* **REQUIRED ACTION**
Since each line must match the original, copy out the records with no differences at all.

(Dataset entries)
§
PR #13698, opened 2026-01-23
Fix empty owners issue

weshaggard:
We have valid reasons to empty the owners list for particular paths so the parser needs to handle that.


weshaggard:
@danieljurek are you aware of any reason we should update to make this change?

Issue #13722, opened 2026-01-26
[APIView] Missing Package Version in JavaScript Reviews Causes Copilot Review Detection Failure


AlitzelMendez:
In some cases, specifically for JavaScript reviews, the `packageVersion` field is missing or empty in the review data. This causes the Copilot review detection logic to fail when trying to determine if a review has been reviewed by Copilot.

For example: [@azure/storage-blob](https://spa.apiview.dev/review/481422771b7d4e2cb37cc95fc00faba2?activeApiRevisionId=acfa9e00b3894a0aa594a19ac99260ce&diffApiRevisionId=f7073d29844b4dcf996ba2891d87e006&diffStyle=trees)

## Scenario

When checking if a review version has been reviewed by Copilot, the system relies on the `packageVersion` to identify the specific revision:

```cshpar
getIsReviewVersionReviewedByCopilot(this.review.id, packageVersion)
```

## Solution

Added a simple check to exempt reviews without package versions from the Copilot review requirement

The reason is that a version is crucial to know if the review is even required by copilot, we need to know if is a preview version or no

PR #13724, opened 2026-01-26
[APIView] Fix Copilot Review Require Detection when version not available

AlitzelMendez:
closes: https://github.com/Azure/azure-sdk-tools/issues/13722


AlitzelMendez:
> It seems to me if version isn't provided, there's no way we should be able to approve it.

that is a good point, I talked with Marian and she agrees,  I will follow up with the person that had the complaint, to clarify this, I put copilot as a requirement again for JS

tjprescott:
If we disable the button and it gives a reason, we should distinguish between "Approval is disabled because a Copilot Review is required" and "Approval is disabled because this API has no version"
§
* **SOLVED PROBLEM**
PR #13698, opened 2026-01-23
Fix empty owners issue

weshaggard:
We have valid reasons to empty the owners list for particular paths so the parser needs to handle that.


weshaggard:
@danieljurek are you aware of any reason we should update to make this change?

Issue #13722, opened 2026-01-26
[APIView] Missing Package Version in JavaScript Reviews Causes Copilot Review Detection Failure


AlitzelMendez:
In some cases, specifically for JavaScript reviews, the `packageVersion` field is missing or empty in the review data. This causes the Copilot review detection logic to fail when trying to determine if a review has been reviewed by Copilot.

For example: [@azure/storage-blob](https://spa.apiview.dev/review/481422771b7d4e2cb37cc95fc00faba2?activeApiRevisionId=acfa9e00b3894a0aa594a19ac99260ce&diffApiRevisionId=f7073d29844b4dcf996ba2891d87e006&diffStyle=trees)

## Scenario

When checking if a review version has been reviewed by Copilot, the system relies on the `packageVersion` to identify the specific revision:

```cshpar
getIsReviewVersionReviewedByCopilot(this.review.id, packageVersion)
```

## Solution

Added a simple check to exempt reviews without package versions from the Copilot review requirement

The reason is that a version is crucial to know if the review is even required by copilot, we need to know if is a preview version or no

PR #13724, opened 2026-01-26
[APIView] Fix Copilot Review Require Detection when version not available

AlitzelMendez:
closes: https://github.com/Azure/azure-sdk-tools/issues/13722


AlitzelMendez:
> It seems to me if version isn't provided, there's no way we should be able to approve it.

that is a good point, I talked with Marian and she agrees,  I will follow up with the person that had the complaint, to clarify this, I put copilot as a requirement again for JS

tjprescott:
If we disable the button and it gives a reason, we should distinguish between "Approval is disabled because a Copilot Review is required" and "Approval is disabled because this API has no version"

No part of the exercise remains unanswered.